# [What the exercise asks]
Scan the records for "policy". Show the matching lines.

==== Data section ====

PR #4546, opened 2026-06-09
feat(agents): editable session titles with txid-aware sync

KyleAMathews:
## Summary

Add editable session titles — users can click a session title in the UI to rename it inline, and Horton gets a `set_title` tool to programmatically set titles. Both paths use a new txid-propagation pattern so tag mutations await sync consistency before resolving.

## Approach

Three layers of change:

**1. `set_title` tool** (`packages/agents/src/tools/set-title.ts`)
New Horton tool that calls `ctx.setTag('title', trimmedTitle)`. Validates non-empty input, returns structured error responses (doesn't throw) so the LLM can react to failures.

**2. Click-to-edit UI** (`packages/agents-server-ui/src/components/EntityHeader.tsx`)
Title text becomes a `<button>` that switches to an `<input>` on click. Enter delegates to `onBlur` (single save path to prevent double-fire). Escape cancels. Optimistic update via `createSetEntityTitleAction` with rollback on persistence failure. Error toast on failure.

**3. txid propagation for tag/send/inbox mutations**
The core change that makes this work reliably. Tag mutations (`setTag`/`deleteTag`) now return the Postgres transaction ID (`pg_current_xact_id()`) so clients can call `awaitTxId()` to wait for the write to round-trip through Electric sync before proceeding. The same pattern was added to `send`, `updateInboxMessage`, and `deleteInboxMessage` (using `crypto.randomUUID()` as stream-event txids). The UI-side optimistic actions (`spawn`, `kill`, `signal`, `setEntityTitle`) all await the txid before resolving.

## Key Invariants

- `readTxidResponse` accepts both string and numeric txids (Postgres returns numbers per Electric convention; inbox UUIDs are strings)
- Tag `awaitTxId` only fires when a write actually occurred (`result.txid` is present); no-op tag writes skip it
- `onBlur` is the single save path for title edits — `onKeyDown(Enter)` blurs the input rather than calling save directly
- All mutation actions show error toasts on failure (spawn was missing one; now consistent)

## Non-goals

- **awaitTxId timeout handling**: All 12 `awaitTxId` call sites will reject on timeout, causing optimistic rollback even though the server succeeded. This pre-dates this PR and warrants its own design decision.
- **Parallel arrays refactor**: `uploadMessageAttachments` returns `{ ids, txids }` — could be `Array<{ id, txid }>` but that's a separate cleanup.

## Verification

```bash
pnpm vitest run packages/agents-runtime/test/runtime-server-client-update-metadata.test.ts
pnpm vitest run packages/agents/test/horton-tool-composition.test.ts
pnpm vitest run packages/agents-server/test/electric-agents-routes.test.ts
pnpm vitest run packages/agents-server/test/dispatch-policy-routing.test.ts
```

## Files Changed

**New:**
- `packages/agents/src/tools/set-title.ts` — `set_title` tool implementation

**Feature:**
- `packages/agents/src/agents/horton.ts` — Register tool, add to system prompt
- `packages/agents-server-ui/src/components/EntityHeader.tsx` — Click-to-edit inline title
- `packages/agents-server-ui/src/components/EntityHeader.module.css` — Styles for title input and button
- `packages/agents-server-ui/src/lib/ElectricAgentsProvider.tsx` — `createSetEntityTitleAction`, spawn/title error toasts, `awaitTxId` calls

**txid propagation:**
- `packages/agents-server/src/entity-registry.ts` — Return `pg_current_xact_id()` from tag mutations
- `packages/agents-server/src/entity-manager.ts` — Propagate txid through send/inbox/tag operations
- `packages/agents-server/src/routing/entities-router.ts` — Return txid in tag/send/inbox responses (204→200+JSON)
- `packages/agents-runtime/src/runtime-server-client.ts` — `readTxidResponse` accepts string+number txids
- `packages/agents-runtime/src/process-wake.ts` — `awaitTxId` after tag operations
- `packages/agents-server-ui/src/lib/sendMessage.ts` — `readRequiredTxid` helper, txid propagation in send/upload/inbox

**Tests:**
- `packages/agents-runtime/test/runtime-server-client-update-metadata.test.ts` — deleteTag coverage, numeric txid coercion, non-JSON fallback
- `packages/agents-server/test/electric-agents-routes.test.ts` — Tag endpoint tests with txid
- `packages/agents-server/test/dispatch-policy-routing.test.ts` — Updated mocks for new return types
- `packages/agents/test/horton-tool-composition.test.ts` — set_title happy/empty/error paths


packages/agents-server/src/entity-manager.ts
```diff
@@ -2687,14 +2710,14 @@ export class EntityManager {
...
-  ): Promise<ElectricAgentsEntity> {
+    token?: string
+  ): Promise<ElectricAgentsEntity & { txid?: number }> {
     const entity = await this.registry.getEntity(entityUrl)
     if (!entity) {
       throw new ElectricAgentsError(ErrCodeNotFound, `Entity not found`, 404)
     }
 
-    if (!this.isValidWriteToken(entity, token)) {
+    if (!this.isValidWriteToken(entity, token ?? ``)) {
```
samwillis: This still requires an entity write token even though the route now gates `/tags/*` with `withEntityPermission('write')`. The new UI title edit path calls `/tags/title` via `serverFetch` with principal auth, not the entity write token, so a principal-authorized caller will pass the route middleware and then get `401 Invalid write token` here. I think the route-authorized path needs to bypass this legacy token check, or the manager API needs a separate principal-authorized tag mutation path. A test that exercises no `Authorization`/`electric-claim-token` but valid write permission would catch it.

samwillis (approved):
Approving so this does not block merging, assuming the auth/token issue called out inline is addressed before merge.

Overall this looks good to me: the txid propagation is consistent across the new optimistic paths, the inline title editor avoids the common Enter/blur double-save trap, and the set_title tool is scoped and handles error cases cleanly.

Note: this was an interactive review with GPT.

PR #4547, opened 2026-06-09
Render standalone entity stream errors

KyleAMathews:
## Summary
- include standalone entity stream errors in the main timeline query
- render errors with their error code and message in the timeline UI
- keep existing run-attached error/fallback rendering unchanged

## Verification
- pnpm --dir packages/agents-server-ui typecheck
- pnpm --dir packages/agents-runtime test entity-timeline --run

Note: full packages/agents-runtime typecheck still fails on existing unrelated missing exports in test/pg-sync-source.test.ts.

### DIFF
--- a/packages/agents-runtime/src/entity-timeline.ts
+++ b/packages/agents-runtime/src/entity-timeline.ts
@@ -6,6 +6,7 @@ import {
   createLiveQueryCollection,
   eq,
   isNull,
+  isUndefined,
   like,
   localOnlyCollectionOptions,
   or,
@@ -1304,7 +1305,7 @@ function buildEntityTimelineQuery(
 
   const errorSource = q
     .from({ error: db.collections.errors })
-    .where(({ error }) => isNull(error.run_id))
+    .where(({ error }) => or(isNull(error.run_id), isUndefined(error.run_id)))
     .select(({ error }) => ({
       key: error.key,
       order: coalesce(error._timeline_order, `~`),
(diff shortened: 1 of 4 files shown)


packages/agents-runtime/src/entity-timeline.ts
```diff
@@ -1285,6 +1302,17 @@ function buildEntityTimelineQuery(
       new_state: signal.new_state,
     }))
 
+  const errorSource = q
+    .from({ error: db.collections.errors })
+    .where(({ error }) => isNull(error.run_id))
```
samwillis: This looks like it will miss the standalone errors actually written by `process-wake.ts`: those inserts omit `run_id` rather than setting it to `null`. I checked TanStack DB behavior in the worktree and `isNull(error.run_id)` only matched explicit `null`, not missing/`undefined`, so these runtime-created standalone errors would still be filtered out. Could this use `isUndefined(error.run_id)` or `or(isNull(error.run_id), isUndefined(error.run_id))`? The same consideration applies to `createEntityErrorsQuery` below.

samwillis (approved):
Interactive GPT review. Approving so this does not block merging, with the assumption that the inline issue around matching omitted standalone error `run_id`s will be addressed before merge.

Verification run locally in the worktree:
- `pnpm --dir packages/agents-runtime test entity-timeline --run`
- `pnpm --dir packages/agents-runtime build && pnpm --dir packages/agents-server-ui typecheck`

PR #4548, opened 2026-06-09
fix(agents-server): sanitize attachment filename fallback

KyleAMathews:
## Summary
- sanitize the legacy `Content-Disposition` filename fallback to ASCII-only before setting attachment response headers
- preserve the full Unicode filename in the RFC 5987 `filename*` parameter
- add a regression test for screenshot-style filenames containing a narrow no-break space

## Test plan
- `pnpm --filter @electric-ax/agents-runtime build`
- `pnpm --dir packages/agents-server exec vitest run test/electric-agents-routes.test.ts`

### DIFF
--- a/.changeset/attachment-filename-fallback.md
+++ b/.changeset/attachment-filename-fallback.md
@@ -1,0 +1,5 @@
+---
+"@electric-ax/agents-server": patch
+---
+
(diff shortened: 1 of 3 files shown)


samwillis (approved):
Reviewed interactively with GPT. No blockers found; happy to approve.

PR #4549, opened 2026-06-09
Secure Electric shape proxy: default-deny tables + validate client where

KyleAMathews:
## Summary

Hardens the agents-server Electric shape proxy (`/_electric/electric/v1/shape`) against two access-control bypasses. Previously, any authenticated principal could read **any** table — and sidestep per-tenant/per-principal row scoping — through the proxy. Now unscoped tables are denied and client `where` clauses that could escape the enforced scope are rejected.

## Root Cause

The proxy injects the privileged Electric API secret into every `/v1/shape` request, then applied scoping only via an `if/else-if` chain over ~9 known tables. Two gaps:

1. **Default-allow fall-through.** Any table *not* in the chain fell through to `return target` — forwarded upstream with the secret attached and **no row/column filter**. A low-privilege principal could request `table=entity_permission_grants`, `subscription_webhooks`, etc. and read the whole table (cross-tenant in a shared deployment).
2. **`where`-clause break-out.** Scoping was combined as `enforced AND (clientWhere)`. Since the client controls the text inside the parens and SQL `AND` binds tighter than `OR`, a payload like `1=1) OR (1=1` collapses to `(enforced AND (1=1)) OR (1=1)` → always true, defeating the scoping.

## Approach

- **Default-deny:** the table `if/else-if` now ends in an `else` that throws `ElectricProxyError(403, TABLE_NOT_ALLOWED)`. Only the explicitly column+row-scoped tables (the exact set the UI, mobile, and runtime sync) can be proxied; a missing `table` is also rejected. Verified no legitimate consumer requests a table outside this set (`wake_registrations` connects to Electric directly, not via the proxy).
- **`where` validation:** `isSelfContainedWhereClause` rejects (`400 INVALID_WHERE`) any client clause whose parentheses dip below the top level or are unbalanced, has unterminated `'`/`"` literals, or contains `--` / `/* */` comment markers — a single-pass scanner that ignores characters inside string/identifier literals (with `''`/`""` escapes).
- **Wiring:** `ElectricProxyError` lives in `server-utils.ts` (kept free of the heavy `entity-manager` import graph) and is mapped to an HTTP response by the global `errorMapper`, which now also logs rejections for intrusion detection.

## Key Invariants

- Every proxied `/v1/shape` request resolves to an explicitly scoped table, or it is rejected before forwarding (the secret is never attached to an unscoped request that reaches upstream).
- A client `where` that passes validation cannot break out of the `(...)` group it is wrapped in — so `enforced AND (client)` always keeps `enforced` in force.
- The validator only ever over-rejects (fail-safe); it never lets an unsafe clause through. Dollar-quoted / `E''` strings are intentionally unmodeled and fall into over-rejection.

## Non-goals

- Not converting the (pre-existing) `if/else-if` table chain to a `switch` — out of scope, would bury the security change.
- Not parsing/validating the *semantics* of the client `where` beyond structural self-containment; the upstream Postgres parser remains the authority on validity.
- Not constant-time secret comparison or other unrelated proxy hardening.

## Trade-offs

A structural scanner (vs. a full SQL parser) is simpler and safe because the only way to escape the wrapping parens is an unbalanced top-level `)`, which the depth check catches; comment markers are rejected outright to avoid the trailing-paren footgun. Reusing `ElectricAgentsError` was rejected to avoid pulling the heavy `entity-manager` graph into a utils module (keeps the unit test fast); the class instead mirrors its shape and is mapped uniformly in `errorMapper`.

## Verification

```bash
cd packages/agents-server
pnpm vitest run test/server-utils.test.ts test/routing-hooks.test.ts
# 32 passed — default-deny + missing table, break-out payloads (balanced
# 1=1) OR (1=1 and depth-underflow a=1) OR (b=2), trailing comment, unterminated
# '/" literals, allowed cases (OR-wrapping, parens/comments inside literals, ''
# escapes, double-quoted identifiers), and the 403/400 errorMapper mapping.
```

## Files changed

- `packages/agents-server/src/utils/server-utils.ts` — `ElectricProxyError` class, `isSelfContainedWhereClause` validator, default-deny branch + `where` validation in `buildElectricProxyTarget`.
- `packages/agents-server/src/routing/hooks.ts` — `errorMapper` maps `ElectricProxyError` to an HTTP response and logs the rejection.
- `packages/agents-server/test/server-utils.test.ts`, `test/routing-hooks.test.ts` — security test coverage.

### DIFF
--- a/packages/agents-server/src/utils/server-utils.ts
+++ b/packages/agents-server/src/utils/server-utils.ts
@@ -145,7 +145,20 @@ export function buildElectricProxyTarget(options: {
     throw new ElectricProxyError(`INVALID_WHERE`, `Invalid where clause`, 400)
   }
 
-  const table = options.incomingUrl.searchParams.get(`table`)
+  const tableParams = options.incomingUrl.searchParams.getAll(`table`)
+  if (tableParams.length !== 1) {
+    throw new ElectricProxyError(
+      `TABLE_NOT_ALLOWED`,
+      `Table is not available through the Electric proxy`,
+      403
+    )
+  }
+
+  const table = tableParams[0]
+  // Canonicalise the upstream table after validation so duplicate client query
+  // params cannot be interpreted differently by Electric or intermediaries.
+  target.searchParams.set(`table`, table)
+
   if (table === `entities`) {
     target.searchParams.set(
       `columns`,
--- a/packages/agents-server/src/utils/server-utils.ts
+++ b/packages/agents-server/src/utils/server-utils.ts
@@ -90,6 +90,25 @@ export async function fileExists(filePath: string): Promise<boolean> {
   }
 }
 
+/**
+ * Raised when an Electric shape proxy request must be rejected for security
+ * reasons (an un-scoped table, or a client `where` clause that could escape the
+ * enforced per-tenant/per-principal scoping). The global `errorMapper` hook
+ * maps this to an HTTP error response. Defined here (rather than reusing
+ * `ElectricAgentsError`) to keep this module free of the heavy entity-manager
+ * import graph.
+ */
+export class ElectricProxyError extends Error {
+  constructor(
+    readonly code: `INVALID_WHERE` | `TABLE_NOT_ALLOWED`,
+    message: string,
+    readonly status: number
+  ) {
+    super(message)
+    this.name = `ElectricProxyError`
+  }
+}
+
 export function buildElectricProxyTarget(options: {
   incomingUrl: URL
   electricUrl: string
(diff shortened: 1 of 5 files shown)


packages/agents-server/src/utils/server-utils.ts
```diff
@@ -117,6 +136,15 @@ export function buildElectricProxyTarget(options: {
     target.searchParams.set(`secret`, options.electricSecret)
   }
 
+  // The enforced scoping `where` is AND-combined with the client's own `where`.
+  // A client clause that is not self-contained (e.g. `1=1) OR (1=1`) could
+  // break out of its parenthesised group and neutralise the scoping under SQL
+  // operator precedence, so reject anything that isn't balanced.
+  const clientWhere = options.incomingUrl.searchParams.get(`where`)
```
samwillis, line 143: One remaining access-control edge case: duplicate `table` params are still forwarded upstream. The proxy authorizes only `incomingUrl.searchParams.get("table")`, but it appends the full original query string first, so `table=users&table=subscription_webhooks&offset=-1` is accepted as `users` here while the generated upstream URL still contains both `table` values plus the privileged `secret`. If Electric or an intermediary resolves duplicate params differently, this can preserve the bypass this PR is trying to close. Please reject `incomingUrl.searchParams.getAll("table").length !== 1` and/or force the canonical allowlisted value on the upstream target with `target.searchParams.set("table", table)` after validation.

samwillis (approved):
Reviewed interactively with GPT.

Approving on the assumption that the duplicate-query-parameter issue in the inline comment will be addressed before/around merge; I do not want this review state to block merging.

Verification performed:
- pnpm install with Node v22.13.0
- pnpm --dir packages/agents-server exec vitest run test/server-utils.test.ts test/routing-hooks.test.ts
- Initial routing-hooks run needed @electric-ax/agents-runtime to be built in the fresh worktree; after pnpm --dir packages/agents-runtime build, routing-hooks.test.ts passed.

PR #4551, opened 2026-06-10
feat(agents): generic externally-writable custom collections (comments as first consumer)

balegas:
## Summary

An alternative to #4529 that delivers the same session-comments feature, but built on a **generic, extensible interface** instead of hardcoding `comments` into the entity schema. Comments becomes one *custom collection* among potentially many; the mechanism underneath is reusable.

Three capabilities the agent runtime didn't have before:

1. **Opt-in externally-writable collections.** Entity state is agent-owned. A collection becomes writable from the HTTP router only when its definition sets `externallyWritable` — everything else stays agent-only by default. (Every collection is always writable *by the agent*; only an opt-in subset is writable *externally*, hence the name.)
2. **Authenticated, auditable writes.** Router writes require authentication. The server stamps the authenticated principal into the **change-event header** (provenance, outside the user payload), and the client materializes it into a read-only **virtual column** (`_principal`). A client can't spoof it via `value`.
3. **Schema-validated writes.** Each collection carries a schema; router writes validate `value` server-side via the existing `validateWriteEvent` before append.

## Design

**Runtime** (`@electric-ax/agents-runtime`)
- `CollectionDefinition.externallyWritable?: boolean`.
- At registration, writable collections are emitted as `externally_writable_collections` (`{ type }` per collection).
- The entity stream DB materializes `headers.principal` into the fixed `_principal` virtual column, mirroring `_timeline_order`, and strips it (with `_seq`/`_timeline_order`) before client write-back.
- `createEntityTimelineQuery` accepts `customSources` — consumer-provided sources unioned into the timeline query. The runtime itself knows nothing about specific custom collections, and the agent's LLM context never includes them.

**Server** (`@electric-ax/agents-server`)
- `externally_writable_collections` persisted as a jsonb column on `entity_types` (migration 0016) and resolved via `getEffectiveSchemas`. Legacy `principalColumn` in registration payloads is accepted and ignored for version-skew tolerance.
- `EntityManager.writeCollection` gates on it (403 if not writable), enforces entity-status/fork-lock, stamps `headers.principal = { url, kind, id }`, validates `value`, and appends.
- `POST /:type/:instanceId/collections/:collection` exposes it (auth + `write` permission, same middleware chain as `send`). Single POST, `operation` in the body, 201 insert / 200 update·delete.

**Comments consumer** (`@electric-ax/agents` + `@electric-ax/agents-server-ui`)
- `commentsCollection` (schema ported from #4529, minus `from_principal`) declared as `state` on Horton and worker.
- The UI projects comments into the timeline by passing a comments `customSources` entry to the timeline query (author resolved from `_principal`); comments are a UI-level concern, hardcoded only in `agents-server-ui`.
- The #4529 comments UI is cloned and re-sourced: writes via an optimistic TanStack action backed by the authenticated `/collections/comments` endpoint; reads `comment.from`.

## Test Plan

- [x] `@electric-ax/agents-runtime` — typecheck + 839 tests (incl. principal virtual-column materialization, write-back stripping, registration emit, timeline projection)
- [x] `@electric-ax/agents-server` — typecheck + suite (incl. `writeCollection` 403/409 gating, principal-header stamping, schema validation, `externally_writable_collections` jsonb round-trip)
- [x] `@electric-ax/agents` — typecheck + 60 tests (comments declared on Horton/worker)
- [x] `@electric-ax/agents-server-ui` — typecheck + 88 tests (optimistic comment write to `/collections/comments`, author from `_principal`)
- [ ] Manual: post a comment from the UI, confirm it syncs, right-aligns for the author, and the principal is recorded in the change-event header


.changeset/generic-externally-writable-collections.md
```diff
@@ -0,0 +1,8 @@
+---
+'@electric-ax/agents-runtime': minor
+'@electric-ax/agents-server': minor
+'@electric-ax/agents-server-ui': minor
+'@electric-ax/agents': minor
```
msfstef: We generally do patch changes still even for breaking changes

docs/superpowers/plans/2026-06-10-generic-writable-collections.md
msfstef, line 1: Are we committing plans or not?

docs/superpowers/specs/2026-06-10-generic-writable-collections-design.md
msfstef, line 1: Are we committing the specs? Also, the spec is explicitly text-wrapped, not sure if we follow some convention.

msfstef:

====

# [Exercise result]
pnpm vitest run packages/agents-server/test/dispatch-policy-routing.test.ts
- `packages/agents-server/test/dispatch-policy-routing.test.ts` — Updated mocks for new return types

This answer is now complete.